Mr. Margetic’s fiancé, Tanja Remsak, who is supposed to marry him later this month, had no better luck trying to reach Ms. Del Ponte. She did get a hold of Anton Nikiforov, an assistant, who merely told her the matter was being decided by Croatian courts.

“My Domagoj’s life is not a toy,” she said recently, “however, sadly, they are playing with his life like a toy…He only published documents that were public to begin with.”

Reporters Without Borders has been following the situation in Croatia and last fall protested similar treatment given to Mr. Jovic who was also charged with contempt of court by the ICTY for revealing Mr. Mesic’s identity. He spent a week in a Split jail before being released.

"We condemn this sudden arrest of Jovic by the Croatian justice system based on an ICTY arrest warrant, which appears disproportionate to the crime he is accused of and sets a dangerous precedent," the worldwide press freedom organization said. "Considering the mandate of the tribunal in The Hague, which is supposed to try the most serious of international crimes, it is surprising that one of its decisions led to the arrest of a journalist who, even if he did not respect the law, has not committed a crime of violence."
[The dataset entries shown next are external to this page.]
PR #730, opened 2023-08-08
fix(color): Convert color space for useRGBA false

wayfarer3130:
Fixes #3354

### Context

The convertColorSpace function wasn't being called consistently or correclty for all situations.
According to the DICOM standard, as best I understand it:
1. The Photometric Interpretation (PMI) is used for uncompressed + RLE encodings
2. For colour images encoded in compressed syntaxes (JPEG, JPEG-LS, JPEG-LOSSLESS, JP2000, HTJ2K), the PMI and Planar Configuration are assumed to be whatever the decompressor provides - which is typically RGB, as the colour space is (usually) encoded in the image.  

This does NOT get 100% of images correct because there can be mismatches between what is encoded and decoded, however, it gets the majority of them correct, and it is really obvious when they are wrong.

### Changes & Results

Consistently use the RGB colour space as the output from compressed images, assuming the decoder takes care of conversion to RGB
Apply RGBA to RGB for RGBA decoders not applying colour space (that is, for JPEG)
Add colour space RGB with RGBA to RGB conversion included

### Testing

Run the test dataset from 
https://github.com/OHIF/Viewers/issues/3354#issuecomment-1669470931
Suggest using the dcm4che toolkit to convert some of these to various encodings
Then use static-dicomweb to store locally (including some unconverted instances)
**** Use a local/udpated version of mkdicomweb as a change was added to fix a bug in conversion

Make sure the images look right (see the original bug issue)

#### PR

#### Code

  etc.)

  additions or removals.

#### Tested Environment

- [] "OS: 
- [] "Node version: 
- [] "Browser:
  

### DIFF
--- a/packages/dicomImageLoader/src/imageLoader/createImage.ts
+++ b/packages/dicomImageLoader/src/imageLoader/createImage.ts
@@ -160,7 +160,6 @@ function createImage(
   return new Promise<DICOMLoaderIImage | ImageFrame>((resolve, reject) => {
     // eslint-disable-next-line complexity
     decodePromise.then(function (imageFrame: ImageFrame) {
-      console.log('decodePromise resolve', imageFrame);
       // if it is desired to skip creating image, return the imageFrame
       // after the decode. This might be useful for some applications
       // that only need the decoded pixel data and not the image object
--- a/packages/dicomImageLoader/src/imageLoader/createImage.ts
+++ b/packages/dicomImageLoader/src/imageLoader/createImage.ts
@@ -283,7 +283,18 @@ function createImage(
           imageFrame.pixelDataLength = imageFrame.pixelData.length;
         } else {
           console.log('Calling convert color space', imageFrame);
+          canvas.height = imageFrame.rows;
+          canvas.width = imageFrame.columns;
+          const context = canvas.getContext('2d');
+          const imageData = context.createImageData(
+            imageFrame.columns,
+            imageFrame.rows
+          );
+
           convertColorSpace(imageFrame, imageData.data, useRGBA);
+          imageFrame.imageData = imageData;
+          imageFrame.pixelData = imageData.data;
+          imageFrame.pixelDataLength = imageData.data.length;
         }
 
         /** @todo check as any */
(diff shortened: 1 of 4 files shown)


wayfarer3130:
The image below is against the original bug report:
image

packages/dicomImageLoader/src/imageLoader/createImage.ts
```diff
@@ -18,6 +18,15 @@ import { getOptions } from './internal/options';
 import isColorImageFn from '../shared/isColorImage';
 import isJPEGBaseline8BitColor from './isJPEGBaseline8BitColor';
 
+// Transfer syntaxes that have the photometric color apply
+// Other ones have the colour PMI applied by the decoder
```
sedghi, line 22: This can benefit from more details if possible

packages/dicomImageLoader/src/imageLoader/createImage.ts
```diff
@@ -214,27 +223,24 @@ function createImage(
...
+            imageFrame.columns,
+            imageFrame.rows
+          );
+
+          convertColorSpace(imageFrame, imageData.data, useRGBA);
+          imageFrame.imageData = imageData;
+          imageFrame.pixelData = imageData.data;
+          imageFrame.pixelDataLength = imageData.data.length;
+        } else if (
+          !useRGBA &&
```
sedghi, line 241: i'm surpised that this says `!useRGBA`, but then below in the logic of if statement we have remove A from RGBA

sedghi (commented):
Seems like it works with my color test data that I have. I have a US study that currently does not work in the `main` and this PR doesn't fix it either. Do you mind looking at it to see what is going on? It is YBR_FULL

Download from here: 
[5b5440d6-2e1a0df8-beca22f2-3de904ab-f51b5df7.zip](https://github.com/cornerstonejs/cornerstone3D/files/12302650/5b5440d6-2e1a0df8-beca22f2-3de904ab-f51b5df7.zip)


image

image

packages/dicomImageLoader/src/imageLoader/createImage.ts
wayfarer3130: I updated the comment below, but this case is when we NEED RGB (that is !useRGBA) but we have RGBA, so we need to convert.

sedghi:
interesting, thanks!

PR #741, opened 2023-08-15
fix sorting priority groups

m00n620:
### Context

There's a bug when negative numbers are used for priorities in RequestPoolManager.

### Changes & Results

Fixed the sort compareFn to resolve the issue.


wayfarer3130 (approved):
This looks good to me.

PR #754, opened 2023-08-24
fix(4D utility): wrong array type returned by getDataInTime

lscoder:
Since `segmentationVolume` is an `Uint8Array` and the type returned by a `map` function is exaclty the same which made  `indexArray` array to be an `Uint8Array` but that type of array may not have values greater than 255 breaking all pixel indexes returned.

### DIFF
--- a/packages/tools/src/utilities/dynamicVolume/getDataInTime.ts
+++ b/packages/tools/src/utilities/dynamicVolume/getDataInTime.ts
@@ -40,7 +40,6 @@ function getDataInTime(
 
   if (options.maskVolumeId) {
     const segmentationVolume = cache.getVolume(options.maskVolumeId);
-    const startTime = performance.now();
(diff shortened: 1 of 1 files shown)


packages/tools/src/utilities/dynamicVolume/getDataInTime.ts
```diff
@@ -40,13 +40,20 @@ function getDataInTime(
...
+
+    // Get the index of every non-zero voxel in mask
+    for (let i = 0, len = segScalarData.length; i < len; i++) {
+      if (segScalarData[i] !== 0) {
+        indexArray.push(i);
+      }
+    }
+
+    // eslint-disable-next-line
+    console.log('>>>>> total time: ', performance.now() - startTime);
```
sedghi, line 55: can you remove performance?

sedghi (approved):

PR #761, opened 2023-08-30
Fix/cine black images

wayfarer3130:
### Context

If the image load time is sufficiently slow, then the frame will never be displayed before the next frame is requested, and the CINE viewport goes black.  This change ensures that every frame is displayed, not continuing to the next frame until a frame is displayed or the retries limit is hit.

### Changes & Results

Ensures that CINE plays every frame, waiting till it is available to be rendered.

### Testing

Hard to test without a very slow back end.  Play CINE against a slow/large dataset like the visible light human dataset.  Previously, the images would go black.

#### PR

#### Code

  etc.)

  additions or removals.

#### Tested Environment

- [] "OS: 
- [] "Node version: 
- [] "Browser:
  


packages/tools/src/types/CINETypes.ts
```diff
@@ -1,12 +1,12 @@
-import { Types } from '@cornerstonejs/core';
-
 type PlayClipOptions = {
   framesPerSecond?: number;
   frameTimeVector?: number[];
   reverse?: boolean;
   loop?: boolean;
   dynamicCineEnabled?: boolean;
   frameTimeVectorSpeedMultiplier?: number;
+  // How many items to wait for.  Set to 0 to play immediately
```
sedghi, line 8: what is an `item` here? I don't follow what it does

sedghi:
is this for the case where framerate is slow or fast? I thought it is for fast

packages/tools/src/utilities/cine/playClip.ts
```diff
@@ -330,7 +333,16 @@ function _createStackViewportCinePlayContext(
       // It is always in acquired orientation
       return true;
     },
+    tries: 0,
     scroll(delta: number): void {
+      if (
+        this.tries <= waitForRendered &&
```
sedghi, line 339: waitForRenderedCount

packages/tools/src/types/CINETypes.ts
sedghi: for a 60 frames per seconds this is roughly 16 or 17 ms

sedghi: a typical value for this would be 30 or 40 (~half a second =:> 30 * 16 ms )

sedghi: the unit for this is frameNumber

sedghi (approved):

sedghi (approved):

On Aug. 30, the U.N. court convicted Mr. Jovic and fined him 20,000 Euros ($25,650).

"It is a legal absurdity, from the very indictment to the verdict," he told Croatia’s state news agency HINA.

Mr. Jovic said he would maybe rather settle for a prison sentence because he would have to take out a loan to pay the fine.

"A 20,000 Euro fine is not a small thing for me ... so I would even maybe prefer to exchange it for a prison term, because I cannot pay it without going into debt," he is quoted as saying by Agence France-Presse.

Mr. Jovic also has been stripped of his weekly column at the Split-based daily, Slobodna Dalmacija.

Moreover, Reporters Without Borders added, confidential witness information had already been posted on the Documentation and Information Centre Veritas Web site (www.veritas.org.yu) in 1999, and carried by the Bosnian daily Bih Dani, on June 1, 2001. Croatia is a candidate for EU membership but its press defamation law "remains out of line with European and international standards," it said.

- Katharine Harris is a correspondent for Insight on the News.